In this context, the roles of lipids and surfactants in bread-making have been extensively reviewed elsewhere. The addition of lipases has been claimed to retard the rate of staling in baked products. The effect of these enzymes has been attributed to in situ production of MAG following TAG hydrolysis, although this mechanism is not completely accepted because the amount of MAG would be insufficient to account for the antistaling effect.
Lipases may also be used for the development of particular flavors in bakery products. The effect of a third generation lipase on the quality of high-fiber enriched brewers spent grain bread has been evaluated.

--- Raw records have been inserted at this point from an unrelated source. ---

PR #957, opened 2018-06-07
New Medical Hud Icons

Xantholne:
Adds new Medical Hud Icons condensing the giant 3x32 gross bar into a fancy little heart based off of and inspired by Goon's health heart system.

At 100% you will have a lovely green Heart that slowly changes from Green, Yellow, Orange, Red, Red/White, Red/Black, and finally Black for death.

Because of it's position I made a new Good/Bad virus icons based off of an actual cell and placed it on the right side to avoid covering the individual what so ever.
To keep it still easier to identify, the Xeno Embyro icon was moved over to the right side and left untouched. It overlays ontop of the viral icons while still letting them have some strands stick out for keener eyes to notice.

There are several benefits to using this new HUD system over the current one, and only one or two cons that I personally can think of.

Pros:
It's much more clean, and sleek.
It provides an RPG element
It doesn't stretch across the entire tile the person is on
It seems more logical than a giant bar that covers a 3x32 area on the top of the tile the person is on
It's very unique

Cons:
People actually have to put in a minor amount of effort to realize someone is injured.

:cl: Xantholne
add: Medical HUDs have a new layout for a person's health based on a heart design going from healthy Green, to Yellow, to Red, to crit flashing Red/White, and hard crit flashing Black/White before eventual death, Black. Viruses also have a new icon on the opposite of the new heart representing if they have a beneficial virus, or harmful virus!
/:cl:

med hud preview 2
-


SmokingKilz:
I mean as I stated on discord last night I like it, while I agree it does look a little "gamey" for what is meant to be IC health HUD's, I still with it looks neater than the bar system we've currently got.

Cactus2388:
I don't see a problem with our current health HUD and frankly think it looks better.

DaveTheHeadcrab:
Looks great, infinitely better than the uggo bar.

FlattestGuitar:
The virus has a completely different style to the heart. Either keep the outlines or not.

This is far too inconsistent with itself and the rest of the HUDs.

Xantholne:
Updated virus icons to share the similar dark edges and still have a bright center to see the icon

They're also now a miniature biohazard symbol

Ralta:
I love it, but I honestly don't think the heart is good enough. The bar is fully graduated, meaning you can see if someone is declining in health immediately. This would require them dropping a significant amount before it became readily apparent (unless you spam them with an analyser).

Xantholne:
The issue there is. Sure you can see they have a whole whopping 10 DMG more easily with the bar than the heart. They share the same color pallet except the heart has even more. That bar is 3 pixels that stretch across the entire tile and are only accurate barely until they've taken 80 DMG. That's needless to say how horrifying they actually look. With the current bar design even you cannot see how hurt they are at a glance by the time they entire the negative range. The current negative range for the health bar is a very hard to see "dark bar" that starts covering the first frame. But every negative health Sprite has 2 frames. And that's not all. The current bar literally flashes a giant Ted overlay on top of the more important information. There's no color change. Thetrs nothing that changes the difference between -10 and -40. By the time you can finally tell the difference thanks to the giant cluster fuck bar flashing over it is by the time they reach -70. By then they're moments from death. And even then it is neigh impossible to really gage their health until they are at -80 -90 were it's just an epilepsy attack of flashing red. None of this is the case with the heart. The heart had varying colors even in negative health making it more clear how injured someone is compared to others. It won't even trick you into thinking someone is close to death until they literally care a minute away. 
The onlu cons I can see from it are they people have to deal with change.

Ralta:
Rather than make the assumption that people can't live with the change (as opposed to constructive criticism), perhaps you should consider how how this works in-game.

If you honestly believe that a bar is hard to read at a range, you probably don't ever use the medical HUD in-game. At a glance, I can see someone's current health, and if they're declining (as well as how quickly). It's far from perfect and could certainly be improved on but I think it works better than basic colour changes.

I'd be happy with the heart if it perhaps starting getting less full as you take damage, akin to the bar. Like if you had an outline of the heart, and as you take damage, the level in the heart goes down. Or something like that, anyway. Could still keep the colours of course.

SmokingKilz:
@Ralta Brings up some valid points, I feel as though a fair middle ground would to make it so the heart started to slowly get less full as suggested?

Xantholne:
Been trying to refine the new walls I've been meaning to PR too much, completely forgot I was going to experiment with making the border less bold and a much more drastic color change towards green in the first 40 health.

SamHPurp:
Please commit the removal of the DME

FlattestGuitar:
Honestly, if we want to go in the artsy direction over clarity here, the way Bay does medhuds is way better.

 You get one of those ekg graphs above the spaceman's head and they look swood as heck

SamHPurp:
Author said they were going to close it, so I assume this is dead. Let me know if not.

PR #958, opened 2018-06-07
Clockwork Spear + (Un)Holy fire V2 

Affurit:
Same as the last one, not sure if it's possible to edit stuff. 

Fixes some things that were on my test build but were never updated into the pull request!

Added the Clockwork effect to the Clockwork Spear, which means it can now benefit from the Clockwork_desc text.

Sorry if this is the wrong way to do things, Github is weird to me.

:cl:
add: Added the Clockwork Spear to the list of holy weapons.
fix: Changed the weight of the Pitchfork holy item.
tweak: Clockwork Spear and Pitchfork sacrifice some brute damage for burn damage.
/:cl:


code/game/objects/items/holy_weapons.dm
```diff
@@ -390,8 +391,31 @@
...
 	attack_verb = list("poked", "impaled", "pierced", "jabbed")
+	slot_flags = SLOT_BACK
 	hitsound = 'sound/weapons/bladeslice.ogg'
 	sharpness = IS_SHARP
+	force = 10
+	bonus_burn = 5
+	
+/obj/item/nullrod/pitchfork/clockworkspear/clockwork 
+	icon = 'icons/obj/clockwork_objects.dmi'
+	icon_state = 'ratvarian_spear'
```
FlattestGuitar: Using single quotes like this indicated you want BYOND to find a file that matches, not a string. Use `" "` instead.

code/game/objects/items/holy_weapons.dm
```diff
@@ -390,8 +391,31 @@
...
+	item_state = 'ratvarian_spear'
```
FlattestGuitar: Same here.

Affurit: I managed to PR an alternative version (again) rather than the actual updated version that worked perfectly fine in all the testing I did on it...

code/game/objects/items/holy_weapons.dm
```diff
@@ -390,8 +391,31 @@
...
+/obj/item/nullrod/pitchfork/clockworkspear/clockwork 
+	icon = 'icons/obj/clockwork_objects.dmi'
+	icon_state = "ratvarian_spear"
+	item_state = "ratvarian_spear"
+	lefthand_file = 'icons/mob/inhands/antag/clockwork_lefthand.dmi'
+	righthand_file = 'icons/mob/inhands/antag/clockwork_righthand.dmi'
+	name = "clockwork spear"
+	desc = "A pointy spear made of holy brass. It ticks and tocks."
+	attack_verb = list("ticked", "tocked", "singed", "speared")
+	var/clockwork_desc = "A disgusting and cheap replica created by the church to imitate the divine armory of the Justiciar."
```
FlattestGuitar: This variable does absolutely nothing. Either remove it or use it. You could do something like this:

The enzyme produced beneficial effects during bread making, positively affecting loaf volume, staling rate, and crumb structure.
The application of lipase and MAG to produce fibre enriched pan bread using the straight dough method was assessed. The use of lipase dosages up to 50 ppm and MAG up to 2% indicated the possibility of replacement of MAG by lipases in fibre enriched pan bread. Recently, the effects of two lipases and DATEM on the rheological and thermal properties of white and whole wheat flour doughs were compared.
Lipases were able to cause modifications in the dough components (gluten proteins and starch). The enzymes improved dough handling properties to a similar or greater extent than DATEM, increasing dough stability, maximum resistance to extension and hardness, and decreasing softening degree and stickiness. The possible role of lipases in delaying starch retrogradation was indicated by the greater extent of formation of amylose-lipid complexes promoted by lipases in comparison to DATEM.